Supplied records:
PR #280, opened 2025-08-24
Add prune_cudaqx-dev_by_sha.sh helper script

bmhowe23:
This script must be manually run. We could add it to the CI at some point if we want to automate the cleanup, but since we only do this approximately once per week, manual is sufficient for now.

==

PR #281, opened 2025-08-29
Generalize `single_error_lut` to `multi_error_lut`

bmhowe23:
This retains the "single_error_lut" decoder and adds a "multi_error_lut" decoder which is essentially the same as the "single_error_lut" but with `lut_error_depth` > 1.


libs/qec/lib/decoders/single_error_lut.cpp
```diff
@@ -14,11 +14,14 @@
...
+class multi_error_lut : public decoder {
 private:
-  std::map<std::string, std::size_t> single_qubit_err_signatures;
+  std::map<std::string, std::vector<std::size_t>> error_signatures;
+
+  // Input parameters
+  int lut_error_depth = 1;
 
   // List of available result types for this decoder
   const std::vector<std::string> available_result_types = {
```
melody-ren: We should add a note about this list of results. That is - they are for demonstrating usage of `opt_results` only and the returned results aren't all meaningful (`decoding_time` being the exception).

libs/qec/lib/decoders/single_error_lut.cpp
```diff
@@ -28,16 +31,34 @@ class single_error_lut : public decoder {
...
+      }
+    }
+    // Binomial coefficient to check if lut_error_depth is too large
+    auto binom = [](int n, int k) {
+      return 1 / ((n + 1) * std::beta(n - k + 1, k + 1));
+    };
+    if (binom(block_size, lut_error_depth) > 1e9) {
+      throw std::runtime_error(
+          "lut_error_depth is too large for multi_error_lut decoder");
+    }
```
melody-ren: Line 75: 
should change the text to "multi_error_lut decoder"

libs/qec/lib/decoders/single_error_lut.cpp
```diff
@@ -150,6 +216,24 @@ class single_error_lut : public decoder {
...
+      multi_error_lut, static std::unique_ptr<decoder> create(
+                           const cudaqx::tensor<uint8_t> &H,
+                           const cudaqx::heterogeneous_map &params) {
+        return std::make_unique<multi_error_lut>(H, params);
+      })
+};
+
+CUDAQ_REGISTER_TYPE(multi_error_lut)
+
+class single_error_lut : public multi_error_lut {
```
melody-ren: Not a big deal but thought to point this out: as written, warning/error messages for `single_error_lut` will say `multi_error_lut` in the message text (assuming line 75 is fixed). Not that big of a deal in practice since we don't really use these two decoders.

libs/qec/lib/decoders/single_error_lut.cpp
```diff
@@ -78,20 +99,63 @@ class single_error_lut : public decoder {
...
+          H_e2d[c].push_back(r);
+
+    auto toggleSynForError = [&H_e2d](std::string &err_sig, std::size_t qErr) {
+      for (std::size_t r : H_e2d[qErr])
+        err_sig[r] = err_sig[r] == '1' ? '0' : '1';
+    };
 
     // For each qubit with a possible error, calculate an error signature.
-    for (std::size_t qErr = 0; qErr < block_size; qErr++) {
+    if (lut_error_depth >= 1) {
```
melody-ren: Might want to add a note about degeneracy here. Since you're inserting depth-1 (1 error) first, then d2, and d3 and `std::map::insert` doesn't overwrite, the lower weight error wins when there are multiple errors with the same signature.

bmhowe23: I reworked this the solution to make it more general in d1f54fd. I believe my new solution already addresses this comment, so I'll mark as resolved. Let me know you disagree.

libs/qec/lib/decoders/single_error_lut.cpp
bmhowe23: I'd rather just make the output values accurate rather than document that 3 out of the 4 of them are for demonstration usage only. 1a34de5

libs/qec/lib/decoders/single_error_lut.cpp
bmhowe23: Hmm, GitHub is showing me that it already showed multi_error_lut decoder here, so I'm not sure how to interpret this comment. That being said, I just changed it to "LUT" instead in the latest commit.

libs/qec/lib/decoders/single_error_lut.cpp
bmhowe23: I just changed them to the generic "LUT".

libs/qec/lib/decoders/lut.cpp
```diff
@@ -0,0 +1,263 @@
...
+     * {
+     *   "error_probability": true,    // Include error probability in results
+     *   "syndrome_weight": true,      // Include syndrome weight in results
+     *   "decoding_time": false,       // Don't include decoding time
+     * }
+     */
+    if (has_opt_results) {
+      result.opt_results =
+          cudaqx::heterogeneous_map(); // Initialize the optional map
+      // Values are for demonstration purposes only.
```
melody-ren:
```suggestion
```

Exercise: Look through the material for "usage". Copy each line that has it.

Output for this task:
melody-ren: We should add a note about this list of results. That is - they are for demonstrating usage of `opt_results` only and the returned results aren't all meaningful (`decoding_time` being the exception).
bmhowe23: I'd rather just make the output values accurate rather than document that 3 out of the 4 of them are for demonstration usage only. 1a34de5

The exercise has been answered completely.